For evaluation index sequence highest unregistered word candidate's translation to be replaced in the translation of the sentence<unk>What is marked replaces Step is changed, the complete translation sentence for meeting context of co-text is obtained.

7. unregistered word interpretation method according to claim 6, it is characterised in that the feature extraction step includes：

Appeared in for extracting unregistered word candidate translation<unk>During mark position, the language near unregistered word candidate translation The language model characteristic extraction step of the aspect of model.

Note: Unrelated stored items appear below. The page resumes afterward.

Issue #1009, opened 2021-04-19
No Stepper Component? (is it now the use-steps hook?)


sneakers-the-rat:
### Prerequisites

**Feel free to delete this section if you have checked off all of the following.**

- [x] I've searched open [issues](https://www.github.com/FormidableLabs/spectacle/issues) to make sure I'm not opening a duplicate issue
- [x] I have read through the [docs](https://www.formidable.com/open-source/spectacle/docs) before asking a question
- [`^8.0.1`] I am using the latest version of Spectacle

### Describe Your Environment

What version of Spectacle are you using? (can be found by running `npm list spectacle`): 
`8.0.1`

What version of React are you using? (can be found by running `npm list react`): 
`17.0.2`

What browser are you using?
Firefox

What machine are you on?
macOS

### Describe the Problem

Stepper is [advertised on the docs](https://formidable.com/open-source/spectacle/docs/api-reference/#stepper), and is mentioned in the changelog, which links to PR https://github.com/FormidableLabs/spectacle/pull/843 which seems to add a `components/stepper.js` file, but that never made it to the `main` branch. Did this functionality get merged into some other object? In any case there's a mismatch between the docs and the code.

**Expected behavior:** [What you expect to happen]

`import { Stepper } from 'spectacle';`

then i guess being able to use it...

**Actual behavior:** [What actually happens]

`export 'Stepper' (imported as 'Stepper') was not found in 'spectacle' (possible exports: Appear, Box, CodePane, CodeSpan, Deck, DeckContext, FlexBox, FullScreen, FullSizeImage, Grid, Heading, Image, Link, ListItem, Markdown, MarkdownPreHelper, MarkdownSlide, MarkdownSlideSet, Notes, OrderedList, Progress, Quote, Slide, SlideContext, SpectacleLogo, Table, TableBody, TableCell, TableHeader, TableRow, Text, UnorderedList, defaultTheme, indentNormalizer, isolateNotes, mdxComponentMap, removeNotes)`

sneakers-the-rat:
Or, i guess more generally, what i'm trying to do is step through an animation of an SVG, and i want to hook into the keypress event so that the slide doesn't change but the animation proceeds.

sneakers-the-rat:
[...]

PR #1019, opened 2021-05-04
export hooks

sneakers-the-rat:
### Description

Export hooks! hooks are currently not exported from the main module. Attempting to import from within library fails, eg:

`import { useSteps } from 'spectacle/lib/hooks/use-steps';`

or making an alias in webpack like

```javascript
resolve: {
    alias: {
      '@useSteps': path.resolve(__dirname, '../node_modules/spectacle/lib/hooks/use-steps.js')
    }
```

causes errors like:

```
Uncaught TypeError: _React$useContext is null
    useSteps use-steps.js:69
```

Exporting them seems to solve this. This is the only way that i have found (looking through the source) to add custom step logic to a slide (eg. stepping through a series of callbacks to animate an svg), and the comments around the hooks seem to indicate they are intended to be public, but if there's some other way i should do this lmk

Fixes # (issue):
not necessarily a fix, but related to https://github.com/FormidableLabs/spectacle/issues/1009

#### Type of Change

- [x] This change requires a documentation update - same as https://github.com/FormidableLabs/spectacle/issues/1009

### How Has This Been Tested?

Doing something like this seems to create multiple steps, though i still haven't figured out exactly how to use them, following examples from `Appear` and `CodePane` 

```react
import { useSteps } from 'spectacle';

export default function SvgAnimator({
steps=[]
}){
  const numberOfSteps = steps.length;
  const { stepId, isActive, stepNum, placeholder } = useSteps(numberOfSteps, {stepIndex});
}
```

- [ ] I have commented my code, particularly in hard-to-understand areas - *not really necessary? pretty clear whats going on?*
- [ ] I have made corresponding changes to the documentation - *still unclear on how exactly hooks are intended to be used*
- [x] I have updated type definitions in `index.d.ts` for any breaking API changes - *N/A*
- [ ] I have added tests that prove my fix is effective or that my feature works - *still unsure how hooks are supposed to work*
- [ ] Any dependent changes have been merged and published in downstream modules - *not sure what this means!*

### DIFF
--- a/src/index.js
+++ b/src/index.js
@@ -38,6 +38,19 @@ import { DeckContext } from './components/deck/deck';
 import useMousetrap from './hooks/use-mousetrap';
 import defaultTheme from './theme/default-theme';
 
+import useActionDispatcher from './hooks/use-action-dispatcher';
+import useAspectRatioFitting from './hooks/use-aspect-ratio-fitting';
+import useAutofillHeight from './hooks/use-autofill-height';
+import useBroadcastChannel from './hooks/use-broadcast-channel';
+import useDeckReducer from './hooks/use-deck-state';
+import { useToggleFullScreen } from './hooks/use-full-screen';
+import useKeyboardControls from './hooks/use-keyboard-controls';
+import useLocationSync from './hooks/use-location-sync';
+import usePresentation from './hooks/use-presentation';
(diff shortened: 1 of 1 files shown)


fritz-c:
Merged in with #1225 
Thank you for your contribution.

8. unregistered word interpretation method according to claim 7, it is characterised in that institute's predicate grain size characteristic extraction step bag Include：

The unregistered word candidate translation time of the number of times occurred in parallel corpora is trained in NMT for extracting unregistered word candidate translation Number extraction step；

Co-occurrence time for extracting the co-occurrence number of times of former terminal word and unregistered word candidate translation in the parallel sentence pair of parallel corpora Number extraction step；

For judge former terminal word whether be unregistered word judgment step.

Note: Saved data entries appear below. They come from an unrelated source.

PR #1020, opened 2021-05-05
Add support for custom transitions.

carlos-kelly:
### Description

Adds support for custom transitions and two built-in transition objects: Fade and Slide. Slide is the default transitions for decks. Slides can have custom transitions that override the default Deck transition style on a per-slide basis.

- Updates one page and JS examples
- Updates documentation 

Fixes # (issue)

#### Type of Change

### How Has This Been Tested?

Added examples to both the OnePage and JS Decks.

### DIFF
--- a/src/components/slide/slide.js
+++ b/src/components/slide/slide.js
@@ -16,7 +16,6 @@ import { useSlide } from '../../hooks/use-slides';
 import { useCollectSteps } from '../../hooks/use-steps';
 import { GOTO_FINAL_STEP } from '../../hooks/use-deck-state';
 import { useSwipeable } from 'react-swipeable';
-import { defaultTransition } from '../transitions';
 
 const noop = () => {};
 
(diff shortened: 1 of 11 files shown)


src/components/slide/slide.js
```diff
@@ -92,6 +89,7 @@ export default function Slide({
   padding,
   textColor,
   template,
+  transition: slideTransition = {},
```
gksander, line 92: Should this be `defaultTransition` instead of `{}`? I see the import for `defaultTransition`, but don't see it being used - but I'd assume that'd go here?

gksander (approved):
This looks great! One small question.

src/components/slide/slide.js
carlos-kelly: Oh good catch, Slide already gets `defaultTransition` from deck. I can remove that import. But if we made it `defaultTransition` it would just assign the same thing to itself.

ryan-roemer (approved):
Code looks good. Haven't tried it out. As long as someone has verified one-page.html is still good I'm all good. Thanks!

carlos-kelly:
@ryan-roemer I did verify it because I gathered you'd probably want to leverage more discrete transitions in your deck going forward.

PR #1061, opened 2021-08-25
Fix Stepper component to apply (in)activeStyle properties properly

neobrain:
### Description

Stepper is a wrapper around SteppedComponent but failed to forward these arguments. This was not an issue for the Appear component since that one doesn't explicitly name its properties but just passes all of them to SteppedComponent through `...restProps`.

#### Type of Change

### How Has This Been Tested?

While working on a presentation of mine, I noticed the `activeStyle` property does not get taken into account. With this change, it does.

### DIFF
--- a/src/components/appear.js
+++ b/src/components/appear.js
@@ -104,6 +104,8 @@ export function Stepper({
       {...restProps}
       numSteps={values.length}
       alwaysAppearActive={alwaysVisible}
+      activeStyle={activeStyle}
+      inactiveStyle={inactiveStyle}
     >
       {(step, isActive) =>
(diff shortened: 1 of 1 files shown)


fritz-c:
Thank you for the PR, and apologies for taking this long to get around to checking it. It appears this issue may have been fixed in a random [eslint cleanup commit](https://github.com/FormidableLabs/spectacle/commit/605436120df0d5694d9a1210b9ea0d0675d5bc33#diff-98e68035b1055875ad6074bc26ef8661fd6cca37c8bd83ef5cc738b05976af9b) and is [working in v9.5.1](https://codesandbox.io/s/stepper-demo-spectacle-5epvw8)

PR #1072, opened 2021-11-04
Bug: Update docs link relativity

gingerrific:
### Description

Updates "Get Started" documentation link to be relative to page instead of relative to root.

#### Fixes
Current documentation link goes to `https://formidable.com/docs/basic-concepts/` which can fail if don't visit the base page first and even then seems to intermittently fail and show a 404 page. The link as is would also break if a user were to bookmark it. This change updates it to be `https://formidable.com/open-source/spectacle/docs/basic-concepts/`

#### Type of Change

### How Has This Been Tested?

Locally confirmed link works as expected


carlos-kelly (approved):
Works great!

PR #134, opened 2017-06-14
Matmul with D-style dot_product

leonardo-m:
A new matmul that uses a dot_product function that's inspired by the D
language library function.

For me the best compiler switches for this program are:
-C opt-level=3 -C target-cpu=native


leonardo-m:
This is how the D standard library does it:
https://github.com/dlang/phobos/blob/master/std/numeric.d#L1715

Do you suggest me to close down this issue?

PR #140, opened 2017-08-07
Use triple-loop for Julia matmul implementation

simonbyrne:
The earlier Julia code allocated a lot of temporaries: this uses a fairly simple triple loop (similar to C and other languages).


kostya:
in my run, this is slower 27s vs 20s

simonbyrne:
That's bizarre. I got 12 seconds vs 44 seconds. Anyway, I've updated it now to do the pre-transpose, similar to C, as well as some annotations to disable bounds checking, and I get 4 seconds.

kostya:
super.

PR #146, opened 2017-10-05
[WIP] add json asdf

9il:
LDC ~ 1 sec
DMD ~ 1.5 sec

### DIFF
--- a/.gitignore
+++ b/.gitignore
@@ -1,3 +1,11 @@
 *~
 .dub/
 target/
+*.o
+*.s
+*.a
+.DS_Store
+json/test_asdf
+json/test_mir_asdf
+json/test_mir_ion
+json/test_mir_ion_file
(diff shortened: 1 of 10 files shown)


json/test_asdf.d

9. unregistered word interpretation method according to claim 7, it is characterised in that the phrase grain size characteristic extraction step bag Include：

It is secondary in unregistered word candidate translation phrase table for extracting the number of times that unregistered word candidate translation occurs in phrase table Number extraction step one；

Phrase table for extracting the co-occurrence number of times of former terminal word and unregistered word candidate translation in each phrase pair of phrase table Middle co-occurrence number of times extraction step；

When constituting phrase with front and rear word for extracting former terminal word, unregistered word candidate translation appears in time in correspondence object phrase Number of times extraction step two in several unregistered word candidate translation phrase tables；

For extract former terminal word and unregistered word candidate translation respectively with front and rear word constitute phrase to appearing in phrase table when, The unregistered word candidate translation phrase length extraction step of the maximum length of unregistered word candidate translation phrase；

For extract former terminal word and unregistered word candidate translation respectively with front and rear word constitute phrase to appearing in phrase table when, And during unregistered word candidate translation phrase acquirement maximum length, the former terminal word phrase length extraction step of former terminal word phrase length.

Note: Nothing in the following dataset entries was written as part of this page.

PR #149, opened 2017-12-19
bf.lua: localised more variables

liuchia:
Rewrote bf.lua to reduce amount of table indexing. Now in similar style to the javascript benchmark.

Made data and pos local as they should not be public. Localized loop_code in parse (No noticeable performance benefit but good lua practice).

Performance on my machine: 
```
BENCH  luajit original : 16.26s 1.1Mb
BENCH  luajit new      : 11.27s 1.1Mb

BENCH  lua5.1 original : 170.68s 1.1Mb
BENCH  lua5.1 new      : 123.36s 1.1Mb

MANDEL luajit original : 133.88s 2.0Mb
MANDEL luajit new      : 116.37s 2.0Mb
```

### DIFF
--- a/brainfuck2/bf.lua
+++ b/brainfuck2/bf.lua
@@ -3,75 +3,88 @@ local MOVE = 1
 local PRINT = 3
 local LOOP = 4
 
--- Tape class
+local function Tape()
+  local pos = 1;
+  local data = {0};
 
-local Tape = {}
-Tape.__index = Tape
-
-function Tape.new()
-  local self = setmetatable({}, Tape)
-  self.data = {0}
-  self.pos = 1
-  return self
-end
-
-function Tape.current(self)
-  return self.data[self.pos]
-end
-
-function Tape.inc(self, x)
-  self.data[self.pos] = self.data[self.pos] + x
-end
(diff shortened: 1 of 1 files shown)


TSnake41:
You can get an even faster code by optimize table.insert by table definitions.
`lua
local function Brainfuck(text)
  local function parse(source, i)
    local res, count = {}, 1;
    while i <= source:len() do
      local c = source:sub(i, i);
      if c == "+" then
        res[count] = {INC, 1};
        count = count + 1
      elseif c == "-" then
        res[count] = {INC, -1};
        count = count + 1
      elseif c == ">" then
        res[count] = {MOVE, 1};
        count = count + 1
      elseif c == "<" then
        res[count] = {MOVE, -1};
        count = count + 1
      elseif c == "." then
        res[count] = {PRINT};
        count = count + 1
      elseif c == "[" then
        local loop_code;
        loop_code, i = parse(source, i+1);
        res[count] = {LOOP, loop_code};
        count = count + 1
      elseif c == "]" then
        break;
      end
      i = i + 1;
    end
    return res, i;
  end`

PR #153, opened 2018-01-18
Change brainfuck.nim to check if char is in set and not string

hlaaftana:


kostya:
thanks, but this is actually old benchmark, on main page used brainfuck2 benchmark, and also improve parsing useless, because it use 1% of time.

PR #156, opened 2018-06-11
Rust: Remove useless stdout flushing

Kerollmops:
Flushing is not mandatory here and I suppose Crystal do buffering to gain performances, so it is more fair to let Rust do automatic flushing to avoid too many system calls too (`stdout` flushing explicitly call `write` from the `libc`).


kostya:
all languages use flush, this is required, and also there small amount of puts actually, so not related to perfomance at all.

PR #157, opened 2018-07-10
Go: Remove unnecessary "t.move(1)" in NewTape; add "default" case in parse

wpwoodjr:
Without a "default" case, parse was adding an extra op (inc 0) to the program whenever the input had a non-matching character


nuald:
Applied in the another commit.

PR #160, opened 2018-07-13
Performance improvments for brainfuck Go program

devlo:
Changed range loop to normal for, eliminated a lot of copying.
	
Before:	User time (seconds): 4.50
After: 	User time (seconds): 2.22

Twice faster now.

### DIFF
--- a/brainfuck2/bf.go
+++ b/brainfuck2/bf.go
@@ -103,14 +103,20 @@ func parse(si *StringIterator) []Op {
 }
 
 func _run(program []Op, tape *Tape) {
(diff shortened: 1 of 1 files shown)


cristaloleg:
By the way, this case is handled by [go-critic](https://github.com/go-critic/go-critic) in `rangeValCopy` checker (and [docs](https://go-critic.github.io/overview#rangeValCopy-ref)).

kostya:
sorry, right now not have access to test machine, btw, i expected this loop should be optimized by itself.

PR #161, opened 2018-09-22
Increase Go performance

kempjeng:
* Loop via index, it avoids a copy

* Append all at once rather than a loop
It uses the same allocation strategy that is used in the F# implementation.

* Don't use `printf` it runs through a parser.
I think this PR is slightly more obtuse.  Perhaps a `print(byte(tape.Get()))` would be clearer.

Original time:  119s
After modifications: 21s

5.6x increase in performance.


kostya:
merged in https://github.com/kostya/benchmarks/pull/160

PR #167, opened 2019-01-23
Update Rust base64

pickfire:
Before and after (10 tries)

```
encode: 133333360, 9.954792112
decode: 100000000, 10.080134839
```

```
encode: 133333360, 1.776409588
decode: 100000000, 8.38234092
```


nuald:
Applied in the another commit.

PR #172, opened 2019-04-30
python base64 improvement

ChristianHarms:
Like perl I would add a base64 module for encode/decode function to get better performance for python. Factor10 for python is available.


ChristianHarms:
Before:
encode: 1333333600, 2.20062494278
decode: 1000000000, 3.34313797951

After:
encode: 1333333600, 0.165750980377
decode: 1000000000, 0.427265882492

kostya:
LGTM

10. unregistered word interpretation method according to claim 7, it is characterised in that the language model characteristic extraction step Including：

Appeared in for extracting unregistered word candidate translation in continuously translation sequence of terms<unk>It is not logged in during mark position The positive n gram language models probability extraction step of the positive n gram language models probability of word candidate translation；

Appeared in for extracting unregistered word candidate translation in continuously translation sequence of terms<unk>It is not logged in during mark position The reverse n gram language models probability extraction step of the reverse n gram language models probability of word candidate translation；

Appeared in for extracting unregistered word candidate translation<unk>During mark position, the unregistered word candidate of corresponding first number is included The word string number of extracted step of the word string quantity of translation.